On the Robustness of Adversarial Training Against Uncertainty Attacks
Emanuele Ledda, Giovanni Scodeller, Daniele Angioni, Giorgio Piras, Antonio Emanuele Cinà, Giorgio Fumera, Battista Biggio, Fabio Roli
TL;DR
This work investigates the robustness of uncertainty quantification to adversarial perturbations and demonstrates that adversarial training yields more trustworthy uncertainty estimates without ad-hoc defenses. By formulating a modular framework for uncertainty attacks and introducing the Uncertainty Span, the authors derive theoretical insights showing that AT tends to produce under-confident predictions, which enhances resilience to uncertainty attacks. Empirical validation on 23 RobustBench models across CIFAR-10 and ImageNet confirms these trends, with MUS, MSUS, and $s$-ECE providing effective measures of robustness, and OOD/OSR experiments showing practical gains. The study highlights the potential of levering existing robust models to secure downstream uncertainty-based decision making in security-sensitive applications, while noting limitations and directions for extending the analysis to epistemic uncertainty and Bayesian frameworks.
Abstract
In learning problems, the noise inherent to the task at hand hinders the possibility to infer without a certain degree of uncertainty.

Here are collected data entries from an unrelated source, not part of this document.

Issue #5158, opened 2025-07-30
Policy condition PURL IS_NOT will match a substring


jakub-bochenski:
### Current Behavior

Define a policy with condition:
```
{
	"subject": "PACKAGE_URL",
	"operator": "IS_NOT",
	"value": "pkg:maven/com.mysql/mysql-connector-j@8.0.33"
}
```
Upload a bom:
```
{
	"bomFormat": "CycloneDX",
	"specVersion": "1.5",
	"version": 1,
	"components": [
	   {
	      "type" : "library",
	      "group" : "com.mysql",
	      "name" : "mysql-connector-j",
	      "version" : "8.0.33",
	      "purl" : "pkg:maven/com.mysql/mysql-connector-j@8.0.33?type=jar"
	    }
	]
}
```

Observe that the policy is not triggered.

### Steps to Reproduce

1.

### Expected Behavior

I don't think the behaviour is documented anywhere. 
Yet I think it's reasonable to expect `IS`/`IS_NOT` operator requires equality, not being a substring.

### Dependency-Track Version

4.13.2

### Dependency-Track Distribution

Container Image

### Database Server

PostgreSQL

### Browser

N/A

### Checklist

- [x] I have read and understand the [contributing guidelines](https://github.com/DependencyTrack/dependency-track/blob/master/CONTRIBUTING.md#filing-issues)
- [x] I have checked the [existing issues](https://github.com/DependencyTrack/dependency-track/issues) for whether this defect was already reported

Issue #5142, opened 2025-07-25
PURL NO_MATCH policy condition doesn't match by ?type


jakub-bochenski:
### Current Behavior

Setup a policy with condition
```
{
	"subject": "PACKAGE_URL",
	"operator": "NO_MATCH",
	"value": "pkg:maven/com.mysql/mysql-connector-j@8.0.33?type=jar"
}
```

Upload a BOM:
```
{
  "bomFormat": "CycloneDX",
  "specVersion": "1.5",
  "version": 1,
  "components": [
     {
        "type" : "library",
        "group" : "com.mysql",
        "name" : "mysql-connector-j",
        "version" : "8.0.33",
        "purl" : "pkg:maven/com.mysql/mysql-connector-j@8.0.33?type=jar"
      }
  ]
}
```

Observe that the policy is triggered.

If you define a policy with condition (notice no ?type)
```
{
	"subject": "PACKAGE_URL",
	"operator": "NO_MATCH",
	"value": "pkg:maven/com.mysql/mysql-connector-j@8.0.33"
}
```

Then the policy will not trigger for the above BOM

### Expected Behavior

PURL policy condition should match a component with exactly the same PURL

### Dependency-Track Version

4.13.2

### Dependency-Track Distribution

Container Image

### Database Server

PostgreSQL

### Browser

N/A

### Checklist

- [x] I have read and understand the [contributing guidelines](https://github.com/DependencyTrack/dependency-track/blob/master/CONTRIBUTING.md#filing-issues)
- [x] I have checked the [existing issues](https://github.com/DependencyTrack/dependency-track/issues) for whether this defect was already reported

stohrendorf:
The policy condition values are treated as regular expressions, try escaping the `?`, so that your expression does not only match `@8.0.33type=jar` or `@8.0.3type=jar` (notice how `?` gets removed).

jakub-bochenski:
thanks, that explains the behavior

it would be nice if this was documented, I don't think it's described anywhere now?

Issue #4444, opened 2024-12-06
Policy Condition for Direct Components


forsakenwalkatnight:
### Current Behavior

In the policy management we can add coordinates as condition. While coordinates can be specified with a group, name, and version, an _exact_ match is not provided.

Quantifying this uncertainty, regardless of its wide use, assumes high relevance for security-sensitive applications. Within these scenarios, it becomes fundamental to guarantee good (i.e., trustworthy) uncertainty measures, which downstream modules can securely employ to drive the final decision-making process. However, an attacker may be interested in forcing the system to produce either (i) highly uncertain outputs jeopardizing the system's availability or (ii) low uncertainty estimates, making the system accept uncertain samples that would instead require a careful inspection (e.g., human intervention). Therefore, it becomes fundamental to understand how to obtain robust uncertainty estimates against these kinds of attacks. In this work, we reveal both empirically and theoretically that defending against adversarial examples, i.e., carefully perturbed samples that cause misclassification, additionally guarantees a more secure, trustworthy uncertainty estimate under common attack scenarios without the need for an ad-hoc defense strategy. To support our claims, we evaluate multiple adversarial-robust models from the publicly available benchmark RobustBench on the CIFAR-10 and ImageNet datasets.